Give back the full data, unchanged and complete.

START Data listing

PR #6326, opened 2026-07-03
[NUOPEN-273] Relay update fixes

joaquinco:
# Notes

Relay log events have some issues related to the fact that relays records are replaced on every time there's a change on the instrument relay tab.

1. Log event references relay records: the workaround was to update all log events for the destroyed relay.
2. When relay type is "Reservation Only", there's actually no relay record which causes log events to object to be blank.

The workaround in this pr is to change log events to use the product with a new log event type.

**Existing log events**: there're not many log events for relay update since it's been one year since this was enabled. To update existing records we can use:
```ruby
LogEvent.where(loggable_type: "Relay", event_type: "update").find_each do |le| le.update(loggable: le.loggable.instrument, event_type: "relay_update") if le.loggable.present? end
```

[NUOPEN-273| Relays replaced on update](https://universe-of-universities.atlassian.net/browse/NUOPEN-273)

### DIFF
--- a/app/models/concerns/products/relay_support.rb
+++ b/app/models/concerns/products/relay_support.rb
@@ -24,18 +24,18 @@ module Products::RelaySupport
   # See https://andycroll.com/ruby/be-careful-assigning-to-has-one-relations/
   def replace_relay(attributes = nil, param_control_mechanism = nil)
     self.class.transaction do
+      id = relay&.id
       relay&.destroy!
       case param_control_mechanism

END Data listing

-- Result for this task --
PR #6326, opened 2026-07-03
[NUOPEN-273] Relay update fixes

joaquinco:
# Notes

Relay log events have some issues related to the fact that relays records are replaced on every time there's a change on the instrument relay tab.

1. Log event references relay records: the workaround was to update all log events for the destroyed relay.
2. When relay type is "Reservation Only", there's actually no relay record which causes log events to object to be blank.

The workaround in this pr is to change log events to use the product with a new log event type.

**Existing log events**: there're not many log events for relay update since it's been one year since this was enabled. To update existing records we can use:
```ruby
LogEvent.where(loggable_type: "Relay", event_type: "update").find_each do |le| le.update(loggable: le.loggable.instrument, event_type: "relay_update") if le.loggable.present? end
```

[NUOPEN-273| Relays replaced on update](https://universe-of-universities.atlassian.net/browse/NUOPEN-273)

### DIFF
--- a/app/models/concerns/products/relay_support.rb
+++ b/app/models/concerns/products/relay_support.rb
@@ -24,18 +24,18 @@ module Products::RelaySupport
   # See https://andycroll.com/ruby/be-careful-assigning-to-has-one-relations/
   def replace_relay(attributes = nil, param_control_mechanism = nil)
     self.class.transaction do
+      id = relay&.id
       relay&.destroy!
       case param_control_mechanism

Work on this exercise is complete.